The initial deployment of a Chinese core team was described as a “necessary measure to ensure the project’s survival and success.” The company further argued that the high-tech nature of modern mining, which relies on automated equipment and intelligent control systems, demands extremely high professional requirements that are not immediately available locally.

Addressing the claim that even administrative roles are filled by expatriates, the company provided a nuanced explanation, arguing that in a complex industrial plant, roles like production scheduler or materials manager are “intrinsically linked to the core production process” and require a deep systemic understanding currently held by experienced Chinese staff.

While the company pointed to its recruitment efforts for local positions, such as forklift drivers and welders, it did not specifically justify why roles such as security guards would require expatriate staffing.

On the alleged “glass ceiling,” the company cited internal promotions, claiming 47 local employees have been promoted to Team Leader and 16 to Assistant Supervisor. However, it did not provide the organisational chart requested by Mining Zimbabwe that would clearly show the nationality and decision-making authority of all plant manager-level positions and above.


The Localisation Promise and National Compliance

A central pillar of the government’s National Development Strategy 1 (NDS1) is skills development and the meaningful participation of Zimbabweans in the economy. The allegations questioned the existence of a tangible skills transfer plan at Arcadia.

In response, PLZ outlined a “multi-tiered talent development strategy.” It highlighted an internal training centre, a “mentorship” programme, and a tripartite cooperation with Ningbo Polytechnic University in China and Harare Polytechnic College. It noted it has already recruited 11 Zimbabwean youths who studied in China.

“We wish to emphasize clearly that reliance on Chinese staff is an ‘incubator’ and ‘catalyst’ during the project’s initial phase and is by no means a long-term strategy. Our commitment to staff localisation is unwavering,” the company stated.

However, the company did not provide the requested formal, time-bound Skills Transfer and Localisation Plan—a document that would detail the number of Zimbabwean understudies for senior roles and specific timelines for them to assume these positions.

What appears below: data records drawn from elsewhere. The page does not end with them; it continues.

Issue #407, opened 2023-04-25
Periodic Boundary Conditions and Local Smoothing Multigrid


jh66637:
Running the fda_benchmark problem with precursor leads to a segmentation fault with the current master. As far as I can see, this is related to changes in the multigrid implementation. It seems that periodic boundary conditions are not covered anymore. 

@necioglu @nfehn

nfehn:
There was this PR #389 on periodic faces for multigrid. Do you use the "global coarsening" multigrid variant?

jh66637:
Thanks for pointing this out. The FDA benchmark is using the default local smoothing multigrid variant. So I think it is unrelated to the PR.

jh66637:
You are right. The turbulent channel test case is probably the better example. I checked it and the segfault happens there as well. 
I moved to the code version before https://github.com/exadg/exadg/pull/389 got merged. The problem happens there already. I will try to find the last version where it worked and keep you posted.

PR #408, opened 2023-04-26
only access boundary indices if they exist

jh66637:
Fixes https://github.com/exadg/exadg/issues/407

@nfehn I don't know if this becomes problematic if a DBC and a Periodic BC is present. What do you think?


nfehn:
Maybe. I think the old code in ExaDG has been used before to solve problems with periodic boundaries. Maybe something has changed in deal.II? @peterrum Maybe you could help here.

nfehn:
@jh66637 does the call `mg_constrained_dofs.get_boundary_indices()` cause the segmentation fault?

> @nfehn I don't know if this becomes problematic if a DBC and a Periodic BC is present. What do you think?

Just to make sure that I understand it correctly: Do you think the old code or the new code might be problematic?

Regarding a July 2025 directive from the Office of the President, which warned Chinese investors against a “disregard for local laws,” the company stated it has “never received any allegations from the President’s Office” on the matter and has always “actively responded to Zimbabwe’s national calls and complied with local laws.” It bolstered its compliance credentials by noting it is the first lithium miner in Zimbabwe to obtain international ISO certifications for compliance and environmental management.

Addressing its parent company Huayou Cobalt’s “Business for Good” principles, PLZ framed its entire investment as a contribution to national prosperity and its talent cultivation as part of creating “ESG best practices.”


An Unfinished Narrative

The dispute at the Arcadia Lithium Mine encapsulates the complex challenges of high-stakes foreign investment in Zimbabwe’s critical minerals sector. The company has presented a top-down narrative of technological necessity and strategic, phased localisation essential for the project’s long-term viability.

The employees, however, offer a bottom-up narrative of daily frustration, perceived disempowerment, and scepticism about the pace of change.

While the company’s detailed response provides significant context for its operational decisions, the absence of a concrete localisation timeline, a transparent organisational chart, and clarity on specific dismissal procedures means that critical questions persist. The resolution of this dialogue will be closely watched, as it will not only determine the future of the Arcadia mine but also set a precedent for how the promise of local empowerment is reconciled with the demands of cutting-edge industrial development in Zimbabwe.